D'un point de vue d'adoption, Moonlight rend Dusk compatible avec les habitudes visibles et traçables de l'infrastructure crypto, tandis que Phoenix cible les normes de confidentialité des finances réelles. De nombreux systèmes de confidentialité ont échoué historiquement parce qu'ils ont forcé tout le monde dans un seul mode : soit tout est transparent (institutionnellement gênant), soit tout est protégé (cauchemar de conformité et peu amical pour les échanges). Dusk essaie de résoudre cela en permettant aux applications de choisir, transaction par transaction, ce qui doit être public et ce qui doit être privé.

Les marchés réglementés ne se construisent pas en un cycle. Ils se construisent lentement, à travers des intégrations ennuyeuses. Si le modèle de double transaction de Dusk réussit techniquement et opérationnellement, il n'a pas besoin d'un engouement de niveau mème pour être important, il a besoin d'une poignée de cas d'utilisation sérieux qui exigent exactement ce mélange de confidentialité et d'auditabilité.

Mais il y a une prudence juste et non exagérée : les systèmes doubles ajoutent de la complexité. Deux modèles signifient plus de pièces mobiles : UX de portefeuille, outils pour développeurs, segmentation de la liquidité, et la friction de « changement de mode » que j'ai mentionnée plus tôt. La complexité tend à retarder l'adoption à moins que la valeur ne soit évidente. Et la valeur n'est évidente que dans certains secteurs : RWAs, DeFi conforme, règlement institutionnel, et toute application où le front-running et la fuite de portefeuille représentent de réels risques commerciaux.

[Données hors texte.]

PR #757, opened 2023-09-26
[MRG] harmonizing the Joiner parameters

jeromedockes:
start applying changes decided in https://github.com/skrub-data/skrub/discussions/751


examples/04_fuzzy_joining.py
```diff
@@ -416,7 +419,13 @@
 from sklearn.model_selection import GridSearchCV
 
 # We will test four possible values of match_score:
-params = {"joiner__match_score": [0.2, 0.3, 0.4, 0.5]}
```
jeromedockes, line 419: here AFAICT all the considered hyperparameters result in the same transformation (`match_score` is low and no fuzzy match is rejected). The selected hyperparameter is the first we specify in the list because they all get the same score. If we increase the threshold so that some rows don't match, we get some [`pd.NA`](https://github.com/skrub-data/skrub/blob/a8af7d5869d7a8084c46b013efb4d6a1bd88182c/skrub/_fuzzy_join.py#L513) in the transform output and the gradient boosting raises an exception.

Si vous investissez, la bonne question n'est pas « Phoenix est-il meilleur que Moonlight ? » C'est : Dusk a-t-il un chemin crédible pour devenir la chaîne où de vrais actifs financiers veulent réellement vivre ? Parce que si les marchés tokenisés mûrissent, la confidentialité et la conformité ne seront pas des fonctionnalités optionnelles - elles seront des conditions de base. Et Dusk est l'un des projets qui essaie de traiter cela comme une infrastructure, pas comme une réflexion après coup.

C'est pourquoi ce modèle de « deux transactions » entre Moonlight et Phoenix n'est pas juste une curiosité technique. C'est l'architecture derrière toute la thèse institutionnelle de Dusk - et le succès de cette thèse dépend moins du marketing, et plus du fait que les utilisateurs et les intégrateurs la trouvent suffisamment naturelle pour adopter à grande échelle.